What the exercise asks:
Return each line of the entries that holds the string "should".

Top of Entries provided

PR #259, opened 2021-01-19
Soft 395 lockout detection

DoctaRay:


projects/power_distribution/src/front_uv_detector.c
```diff
@@ -0,0 +1,32 @@
+#include "can_transmit.h"
```
copperium, line 1: You need to include the `front_uv_detector.c` header file too, in the first line, separated by the others by a blank line.

projects/power_distribution/src/front_uv_detector.c
```diff
@@ -0,0 +1,32 @@
...
+#include "gpio_it.h"
+#include "interrupt.h"
+#include "log.h"
+
+static GpioAddress s_uv_comp_pin_address = { .port = GPIO_PORT_B, .pin = 0 };
```
copperium, line 6: Instead of using this constant static variable, take (a pointer to) the UV comparator pin as input in `front_uv_detector_init`. You don't even need to store it statically, you can just pass it into `gpio_it_register_interrupt` and be done with it. In main.c, you can then use the `FRONT_UV_COMPARATOR_PIN` macro you defined to get the argument's value.

projects/power_distribution/src/front_uv_detector.c
```diff
@@ -0,0 +1,32 @@
...
+
+static InterruptSettings s_interrupt_settings = {
+  .type = INTERRUPT_TYPE_INTERRUPT,
+  .priority = INTERRUPT_PRIORITY_NORMAL,
+};
```
copperium, line 11: Since this is only used in one function and never changes, I'd prefer you instead make it a local variable in `prv_register_interrupts`. That way it only takes up stack space during the function rather than all the time. (Also remove the `s_` prefix when you make it a local variable.)

projects/power_distribution/src/front_uv_detector.c
```diff
@@ -0,0 +1,32 @@
...
+
+static void prv_pin_interrupt_handler(const GpioAddress *address, void *context) {
+  CAN_TRANSMIT_UV_CUTOFF_NOTIFICATION();
+
+  LOG_WARN("UV lockout was triggered\n");
+}
+
+void prv_register_interrupts(void) {
```
copperium, line 19: Since this is a private function, it should be `static` - otherwise there could be an obscure error if another file had a `prv_register_interrupts`.

projects/power_distribution/src/front_uv_detector.c
```diff
@@ -0,0 +1,32 @@
...
+  // callback occurs when pin turns low i.e falling
+  gpio_it_register_interrupt(&s_uv_comp_pin_address, &s_interrupt_settings, INTERRUPT_EDGE_FALLING,
+                             prv_pin_interrupt_handler, NULL);
+}
+
+StatusCode front_uv_detector_init() {
+  interrupt_init();
+  status_ok_or_return(gpio_init());
+  gpio_it_init();
```
copperium, line 28: You don't need to do this here: in a multi-module project like power distribution, important libraries like interrupts, gpio, and gpio_it are only initialized in main.c. Initializing a library twice could cause problems like wiping all GPIO pins' states. This is the reason behind the `Requires ... to be initialized` comments in headers. You can just remove these three lines.

projects/power_distribution/src/front_uv_detector.c
```diff
@@ -0,0 +1,32 @@
...
+  prv_register_interrupts();
+
+  return STATUS_CODE_OK;
```
copperium, line 31: `gpio_it_register_interrupt` returns a StatusCode, but `prv_register_interrupt` doesn't, so any possible errors from `gpio_it_register_interrupt` get swallowed. Since `front_uv_detector_init` is going to be real short without the initialization lines, I'd recommend you just move the `gpio_it_register_init` line here, `return` it, and remove `prv_register_interrupts` entirely.

libraries/codegen-tooling/inc/can_msg_defs.h
```diff
@@ -62,6 +62,7 @@ typedef enum {
   SYSTEM_CAN_MESSAGE_CRUISE_CONTROL_COMMAND = 41,
   SYSTEM_CAN_MESSAGE_AUX_DCDC_VC = 43,
   SYSTEM_CAN_MESSAGE_DCDC_TEMPS = 44,
+  SYSTEM_CAN_MESSAGE_UV_CUTOFF_NOTIFICATION = 45,
```
copperium, line 65: Also make a PR in codegen-tooling-msxiv, I'll merge it at the same time as this gets merged.

projects/power_distribution/test/test_front_uv_detector.c
```diff
@@ -0,0 +1,55 @@
...
+  event_queue_init();
+  front_uv_detector_init();
+
+  s_interrupt_ran = false;
+}
+
+void teardown_test(void) {}
+
+// test that CAN message gets sent after lockout
+void test_uv_front_detector_notification() {
```
copperium, line 46: This parameter list should be `(void)`

projects/power_distribution/test/test_front_uv_detector.c
```diff
@@ -0,0 +1,55 @@
+#include "can_transmit.h"
+#include "front_uv_detector.h"
+#include "gpio_it.h"
+#include "interrupt.h"
+#include "ms_test_helpers.h"
+#include "pd_events.h"
+
+static GpioAddress s_uv_comp_pin_address = { .port = GPIO_PORT_B, .pin = 0 };
```
copperium, line 8: Use `FRONT_UV_COMPARATOR_PIN` from pin_defs.h instead of hardcoding the value here.

projects/power_distribution/test/test_front_uv_detector.c
```diff
@@ -0,0 +1,55 @@
...
+    .loopback = true,
+    .bitrate = CAN_HW_BITRATE_500KBPS,
+    .rx_event = POWER_DISTRIBUTION_CAN_EVENT_RX,
+    .tx_event = POWER_DISTRIBUTION_CAN_EVENT_TX,
+    .fault_event = POWER_DISTRIBUTION_CAN_EVENT_FAULT,
+    .tx = { GPIO_PORT_A, 12 },
+    .rx = { GPIO_PORT_A, 11 },
+  };
+  can_init(&s_can_storage, &can_settings);
+}
```
copperium, line 26: Since the CAN device is constant (it's always `SYSTEM_CAN_DEVICE_POWER_DISTRIBUTION_FRONT` since this module is always on front PD), you don't need this function, which is used to initialize CAN with a different CAN device per test - you can just call `initialize_can_and_dependencies` from ms_test_helper_can.h in `setup_test`, which will also initialize gpio, interrupts, soft timers, and the event queue for you.

projects/power_distribution/test/test_front_uv_detector.c
```diff
@@ -0,0 +1,55 @@
...
+  s_interrupt_ran = true;
+  return STATUS_CODE_OK;
+}
+
+void setup_test(void) {
+  gpio_init();
+  interrupt_init();
+  soft_timer_init();
+  event_queue_init();
+  front_uv_detector_init();
```
copperium, line 38: Do a `TEST_ASSERT_OK` on this (macro from test_helpers.h) to verify that it returns OK. (Asserts are valid in setup_test and teardown_test by the way.)

projects/power_distribution/test/test_front_uv_detector.c
```diff
@@ -0,0 +1,55 @@
+#include "can_transmit.h"
+#include "front_uv_detector.h"
```
copperium, line 2: Nitpick: front_uv_detector.h should be the first include and should be separated from the others by a blank line since it's the one you're testing.

copperium (changes requested):

projects/power_distribution/src/front_uv_detector.c
DoctaRay: When I take these lines out, the tests stop succeeding (the trigger function in the test doesn't occur and I'm guessing the test is waiting for an RX/TX when no CAN message gets sent). Is there something I'm missing here?

copperium: Ah, you still need to initialize `gpio_it` in your `setup_test`, `initialize_can_and_dependencies` doesn't do that for you.

projects/power_distribution/src/front_uv_detector.c
```diff
@@ -0,0 +1,30 @@
...
+static GpioAddress s_uv_comp_pin_address = FRONT_UV_COMPARATOR_PIN;
+
+static void prv_pin_interrupt_handler(const GpioAddress *address, void *context) {
+  CAN_TRANSMIT_UV_CUTOFF_NOTIFICATION();
+
+  LOG_WARN("UV lockout was triggered\n");
+}
+
+StatusCode front_uv_detector_init(GpioAddress *detector_pin) {
+  gpio_it_init();
```
copperium, line 18: Initialize this in `setup_test` not here! In power distribution, main.c already initializes `gpio_it`, and initializing it again could interfere with other modules.

projects/power_distribution/src/front_uv_detector.c
```diff
@@ -0,0 +1,30 @@
+#include "front_uv_detector.h"
+
+#include "can_transmit.h"
+#include "gpio_it.h"
+#include "interrupt.h"
+#include "log.h"
+#include "pin_defs.h"
+
+static GpioAddress s_uv_comp_pin_address = FRONT_UV_COMPARATOR_PIN;
```
copperium, line 9: This variable is unused now, please remove it. (And you can also remove the `pin_defs.h` include.)

projects/power_distribution/src/main.c
```diff
@@ -158,6 +159,9 @@ int main(void) {
       .strobe_blink_delay_us = STROBE_BLINK_INTERVAL_US,
     };
     rear_power_distribution_strobe_blinker_init(&strobe_blinker_settings);
+  } else {
+    // initialize UV cutoff detector
+    front_uv_detector_init(&(GpioAddress)FRONT_UV_COMPARATOR_PIN);
   }
```
copperium, line 165: Having this as the `else` clause creates a kind of confusing if statement like this:
```c
if (!s_is_front_power_distribution) {
  // ... initialize strobe blinker for rear
} else {
  // ... initialize UV cutoff detector for front
}
```
It's a bit ugly since the `else` clause is based on a double negative. I'd prefer you refactor it to look like this:
```c
if (s_is_front_power_distribution) {
  // ... initialize UV cutoff detector for front
} else {
  // ... initialize strobe blinker for rear
}
```
That way you get rid of the double negative. When you do, move the comment about the rear strobe blinker to inside the else clause so it stays with that block of code.

copperium (changes requested):
Just a couple of quick things.

copperium:
Also make a PR adding your message to codegen-tooling-msxiv so that it can be merged at the same time.

copperium (approved):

Bottom of Entries provided

Expected answer:
copperium, line 19: Since this is a private function, it should be `static` - otherwise there could be an obscure error if another file had a `prv_register_interrupts`.
copperium, line 46: This parameter list should be `(void)`
copperium, line 2: Nitpick: front_uv_detector.h should be the first include and should be separated from the others by a blank line since it's the one you're testing.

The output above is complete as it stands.